*** Begin section ***

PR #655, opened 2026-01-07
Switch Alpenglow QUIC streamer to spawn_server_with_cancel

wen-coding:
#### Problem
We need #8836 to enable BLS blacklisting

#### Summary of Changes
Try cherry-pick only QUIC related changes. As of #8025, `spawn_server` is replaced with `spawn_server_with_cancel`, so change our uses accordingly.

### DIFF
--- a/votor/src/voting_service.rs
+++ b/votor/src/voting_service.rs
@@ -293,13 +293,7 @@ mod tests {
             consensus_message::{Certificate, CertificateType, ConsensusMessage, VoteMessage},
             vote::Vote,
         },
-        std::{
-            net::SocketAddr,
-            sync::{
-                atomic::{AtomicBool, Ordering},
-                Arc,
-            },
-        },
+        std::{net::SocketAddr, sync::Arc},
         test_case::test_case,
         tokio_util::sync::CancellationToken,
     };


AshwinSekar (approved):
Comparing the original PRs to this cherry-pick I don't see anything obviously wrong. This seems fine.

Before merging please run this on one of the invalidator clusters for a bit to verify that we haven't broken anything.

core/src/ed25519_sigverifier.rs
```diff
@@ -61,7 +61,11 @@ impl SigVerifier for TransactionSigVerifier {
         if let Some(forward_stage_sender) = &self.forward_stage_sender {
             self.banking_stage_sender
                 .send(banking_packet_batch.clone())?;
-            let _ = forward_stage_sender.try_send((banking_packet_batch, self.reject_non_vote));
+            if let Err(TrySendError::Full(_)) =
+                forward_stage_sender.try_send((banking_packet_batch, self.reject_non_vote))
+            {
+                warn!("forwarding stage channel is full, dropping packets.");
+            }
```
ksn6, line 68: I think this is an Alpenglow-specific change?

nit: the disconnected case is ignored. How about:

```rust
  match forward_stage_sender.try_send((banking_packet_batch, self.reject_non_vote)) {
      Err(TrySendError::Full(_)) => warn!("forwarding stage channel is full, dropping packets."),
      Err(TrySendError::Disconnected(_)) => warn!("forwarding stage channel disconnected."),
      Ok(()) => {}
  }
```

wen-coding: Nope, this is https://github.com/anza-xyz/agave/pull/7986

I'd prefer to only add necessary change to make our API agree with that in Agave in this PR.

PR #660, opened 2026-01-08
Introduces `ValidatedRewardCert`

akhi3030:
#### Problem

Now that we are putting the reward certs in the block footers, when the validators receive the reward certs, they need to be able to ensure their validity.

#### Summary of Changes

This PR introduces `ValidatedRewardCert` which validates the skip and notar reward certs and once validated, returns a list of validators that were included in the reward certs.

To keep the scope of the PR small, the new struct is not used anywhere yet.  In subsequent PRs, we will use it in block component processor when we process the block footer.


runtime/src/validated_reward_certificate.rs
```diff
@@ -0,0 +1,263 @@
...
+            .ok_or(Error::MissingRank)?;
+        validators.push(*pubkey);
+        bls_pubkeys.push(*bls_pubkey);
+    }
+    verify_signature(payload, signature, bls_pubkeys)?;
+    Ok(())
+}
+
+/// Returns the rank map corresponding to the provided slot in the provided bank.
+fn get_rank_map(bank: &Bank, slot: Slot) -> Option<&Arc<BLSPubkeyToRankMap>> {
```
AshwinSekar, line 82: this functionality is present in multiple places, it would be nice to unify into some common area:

*** End section ***

WHAT THE TASK REQUIRES -> Where the string "votor" shows up in the listing above, copy the line that holds it.

EXPECTED ANSWER ->
--- a/votor/src/voting_service.rs
+++ b/votor/src/voting_service.rs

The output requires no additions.